GOVERNORS' CONFERENCE: Sharing of national cake takes centre stage at meeting

What you need to know:

  • The Council of Governors said the issue was still “a major challenge” and appealed to the National Treasury to put in place “mechanisms for expeditious disbursement of funds” to the devolved units.

  • This, CoG vice-chairman John Mruttu said, will ensure uninterrupted service delivery in the regions.

The long-running tiff between the national and county governments over the sharing of national revenue resurfaced on Tuesday at the ongoing 4th Devolution Conference in Naivasha town, Nakuru County.

The Council of Governors said the issue was still “a major challenge” and appealed to the National Treasury to put in place “mechanisms for expeditious disbursement of funds” to the devolved units.

This, CoG vice-chairman John Mruttu said, will ensure uninterrupted service delivery in the regions.

Mr Mruttu said the proposed allocation of Sh291 billion for the 2017/2018 financial year was “a reduction to counties in real amounts”.

The Taita-Taveta governor added: “Even though the allocation to counties has grown by 3.6 per cent, this is against the backdrop of an inflation rate of between 6.5 and 9 per cent.

“Needless to say, allocations should be equitable as emphasised by the Constitution.”

Whereas there has been progressive predictability on the county cash transfers, said Mr Mruttu, counties continue to experience challenges of cash flow.

“The law requires disbursement by the 15th date of every month,” said Mr Mruttu. “The use of overdrafts from the Central Bank to cover for the delays is not a sustainable solution to ensure service delivery in the counties is undertaken equitably, fairly, cost-effectively and profitably.”

WYCLIFFE OPARANYA

Similar concerns were raised by Kakamega Governor Wycliffe Oparanya and Kisii Deputy Governor Joash Maangi.

Mr Oparanya insisted that the funds being sent to the counties were inadequate.

“The national budget is approximately Sh4.6 trillion,” said Mr Oparanya. “Out of this amount, all 47 counties have only received Sh291 billion, roughly 10 per cent of the budget.”

While agreeing with the Kakamega governor over the issue, Mr Maangi, who also chairs the Council of Deputy Governors, pointed out that delays in the disbursement of funds to counties also negatively affected service delivery.

“We are, for instance, unable to pay our contractors because we don’t have money,” said Mr Maangi. “Counties have not yet even received their allocations for January.”

Meanwhile, county governments were on Tuesday on the spot for levying high taxes with traders saying this was stifling business.

County bosses however defended themselves against the accusations, insisting that their tax regimes were business-friendly.

Traders accused the regional governments of coming up with punitive taxes in their respective Finance Bills that “ate into their profits”.

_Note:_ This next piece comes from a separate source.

PR #11455, opened 2026-05-01
perf: replace O(n²) InsertSorted with deferred O(n log n) rebuild

kamilchodola:
## Summary

- Replace per-slot `InsertSorted` (O(n²) array reallocation) with deferred `RebuildSortedArrays` (O(n log n) single sort)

During a session on the ease of doing business in counties, Ms Esther Nyokabi, a trader from Naivasha, also accused the counties of not involving the public while crafting their respective Finance Bills.

WERE WORKING

Mr Maangi however defended the devolved units, saying their tax regimes were much friendlier than perceived. He said counties were working round the clock to ensure that the business environments were friendlier to traders.

“Apart from the friendlier Finance Bills, in Kisii County, for instance, we have opened up more than 8,000 murram roads in the region, which have, in turn, enabled farmers have access to ready markets,” Mr Maangi explained.

Nairobi Governor Evans Kidero said they were working closely with the World Bank to identify areas that needed improvements to enable traders do business with ease.

“Some of the areas identified are business registration and electricity connectivity,” said Dr Kidero. “We have also automated our processes and it takes only one day to get a business permit.

“It wasn’t like this before.”

County Assemblies Forum chairman Johnson Osoi urged Ward Representatives to make laws that create a sound business environment that will not frustrate upcoming investments.